- _Work required_
Select from the data all lines with the word "function".

Entries taken from a collection
* * *

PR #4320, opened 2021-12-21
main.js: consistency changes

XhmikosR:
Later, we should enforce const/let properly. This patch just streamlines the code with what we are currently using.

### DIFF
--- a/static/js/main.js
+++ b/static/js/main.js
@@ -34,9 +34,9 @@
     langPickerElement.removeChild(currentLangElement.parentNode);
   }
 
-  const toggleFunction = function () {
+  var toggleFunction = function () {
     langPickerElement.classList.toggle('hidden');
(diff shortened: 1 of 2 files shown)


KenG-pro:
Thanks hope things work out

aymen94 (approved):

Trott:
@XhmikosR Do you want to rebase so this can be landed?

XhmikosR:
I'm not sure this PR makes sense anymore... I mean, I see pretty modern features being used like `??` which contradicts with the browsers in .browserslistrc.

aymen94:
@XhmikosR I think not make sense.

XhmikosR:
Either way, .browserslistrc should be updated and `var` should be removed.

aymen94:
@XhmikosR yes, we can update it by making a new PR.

* * *

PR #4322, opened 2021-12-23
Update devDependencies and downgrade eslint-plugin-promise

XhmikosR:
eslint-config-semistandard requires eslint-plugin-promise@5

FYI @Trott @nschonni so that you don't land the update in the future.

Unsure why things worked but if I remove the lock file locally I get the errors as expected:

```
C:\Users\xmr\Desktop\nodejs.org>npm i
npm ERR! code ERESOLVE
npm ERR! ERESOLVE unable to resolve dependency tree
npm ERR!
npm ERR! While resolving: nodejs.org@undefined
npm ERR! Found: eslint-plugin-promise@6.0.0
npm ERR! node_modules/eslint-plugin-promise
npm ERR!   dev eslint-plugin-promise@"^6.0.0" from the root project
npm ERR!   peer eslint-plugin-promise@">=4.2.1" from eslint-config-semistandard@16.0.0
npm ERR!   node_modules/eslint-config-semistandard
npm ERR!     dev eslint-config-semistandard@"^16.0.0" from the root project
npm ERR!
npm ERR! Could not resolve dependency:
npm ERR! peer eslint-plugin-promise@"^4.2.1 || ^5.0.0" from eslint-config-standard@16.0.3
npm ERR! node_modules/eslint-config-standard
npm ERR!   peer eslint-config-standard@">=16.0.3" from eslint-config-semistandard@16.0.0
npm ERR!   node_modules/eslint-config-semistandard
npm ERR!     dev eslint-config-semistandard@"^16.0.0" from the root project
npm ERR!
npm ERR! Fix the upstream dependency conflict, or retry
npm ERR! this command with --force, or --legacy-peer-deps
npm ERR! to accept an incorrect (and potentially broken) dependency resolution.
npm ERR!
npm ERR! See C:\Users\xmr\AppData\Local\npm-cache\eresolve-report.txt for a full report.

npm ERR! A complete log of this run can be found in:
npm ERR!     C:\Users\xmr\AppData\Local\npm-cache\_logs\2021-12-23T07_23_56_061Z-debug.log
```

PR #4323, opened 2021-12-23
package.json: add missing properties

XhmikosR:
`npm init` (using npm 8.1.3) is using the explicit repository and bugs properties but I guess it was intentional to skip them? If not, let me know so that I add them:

* * *

- _Task solution_
-  const toggleFunction = function () {
+  var toggleFunction = function () {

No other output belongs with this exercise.